Reputation: 10673
Learning how to test a saga (using Jest) for the first time. My saga requires an object passing to it containing a userId
but I'm getting this error which is obviously highlighting a difference in the arguments:
Expected value to equal:
{"@@redux-saga/IO": true, "CALL": {"args": [], "context": null, "fn": [Function getClassrooms]}}
Received:
{"@@redux-saga/IO": true, "CALL": {"args": ["1"], "context": null, "fn": [Function getClassrooms]}}
I have:
import { call, put } from 'redux-saga/effects';
import { theSaga } from './saga.js';
import { apiCall } from './api';
it('should do something', () => {
const data = {
payload: {
userId: '1'
}
};
const generator = theSaga(data);
expect(generator.next().value)
.toEqual(call(apiCall));
});
Not sure how I would get the two to match? I've tried changing the line to:
.toEqual(call(apiCall('1'));
but this gives errors about the function not being a promise.
Upvotes: 1
Views: 1340
Reputation: 2934
call
is a saga function which returns an action to be executed by the saga middleware. call
expects the arguments to the function to be appended to it's arguments, so call(apiCall,1)

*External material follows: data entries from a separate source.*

PR #614, opened 2025-08-12
Isoard.upstream sync

isoard-amd:
@konstantinschwarz Note `tbaa` is now enabled by default. I do not know if it may cause issues for us (hardware people tend to abuse pointer casting).


isoard-amd:
@konstantinschwarz It is ready for merging.

PR #849, opened 2026-03-16
fixup! [AIEX] Support ZOL jump to LEND distance

khallouh:
We don't need to elongate the jump bundle since there we will be at least 4 full delay slot bundles, at least a full bundle in the preheader and at least a full one in the loop.


mludevid (approved):
LGTM.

. The nice thing about this is that the generator can be tested by simply walking each step and check if the expected action is generated. expect(generator.next().value).toEqual(call(apiCall,1))
That said; I don't see much use in testing a generator this way. You want to test behaviour instead of how the generator is implemented. You put something in and expect something out (under different circumstances). Testing something like expect(generator.next().value).toEqual(call(apiCall,1))
is like saying: I actually programmed what I've programmed, the test confirms that.